• _Exercise_:
Among the entries below, find the line with "Does not revert", then quote it and each following line up to and including the line with "[x] Added Documentation", and nothing else.

(Entries taken from a collection)
PR #1823, opened 2022-11-02
Fixes: #1822

### LINKED ISSUE #1822: `utils::parse_units` only supports numbers up to 2^96
### Version
1.0.0

### Description

The function `ethers::utils::parse_units` supports only parsing of numbers that are less than  2^96 as it is bounded by requirements of `rust_dec::Decimal`.

#### I tried this code:

```rust
use ethers::utils::parse_units;

let e15 = parse_units("1", 15).unwrap();
let e30 = e15 * e15;
assert_eq!(parse_units("1", 30).unwrap(), e30); // fails
```

#### I expected to see this happen: 
Does not revert

#### Instead, this happened: 
Reverts with `DecimalError(ExceedsMaximumPossibleValue)`

halo3mic:
## Motivation

Fixes #1822.

## Solution

For function `parse_units` replace usage of `rust_dec::Decimal` with alternative.

## PR Checklist

-   [x] Added Tests
-   [x] Added Documentation
-   [x] Updated the changelog

### DIFF
--- a/ethers-core/src/utils/mod.rs
+++ b/ethers-core/src/utils/mod.rs
@@ -56,8 +56,8 @@ pub enum ConversionError {
     InvalidFloat(#[from] std::num::ParseFloatError),
     #[error(transparent)]
     FromDecStrError(#[from] FromDecStrErr),
-    #[error(transparent)]
-    DecimalError(#[from] rust_decimal::Error),
+    #[error("Overflow parsing string")]
+    ParseOverflow,
 }
 
 /// 1 Ether = 1e18 Wei == 0x0de0b6b3a7640000 Wei
@@ -173,7 +173,7 @@ where
         let mut a_uint = U256::from_dec_str(&amount_str)?;
         a_uint *= U256::from(10)
             .checked_pow(U256::from(exponent - dec_len))
-            .ok_or(rust_decimal::Error::ExceedsMaximumPossibleValue)?;
+            .ok_or(ConversionError::ParseOverflow)?;
         Ok(a_uint)
     }
 }
--- a/ethers-core/src/utils/mod.rs
+++ b/ethers-core/src/utils/mod.rs
@@ -155,19 +155,28 @@ where
     S: ToString,
     K: TryInto<Units, Error = ConversionError> + Copy,
 {
-    use rust_decimal::{Decimal, MathematicalOps};
+    let exponent: u32 = units.try_into()?.as_num();
+    let mut a_str = amount.to_string().replace("_", "");
+    let dot_i = if let Some(di) = a_str.find('.') {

• _Response area_:
Does not revert

#### Instead, this happened: 
Reverts with `DecimalError(ExceedsMaximumPossibleValue)`

halo3mic:
## Motivation

Fixes #1822.

## Solution

For function `parse_units` replace usage of `rust_dec::Decimal` with alternative.

## PR Checklist

-   [x] Added Tests
-   [x] Added Documentation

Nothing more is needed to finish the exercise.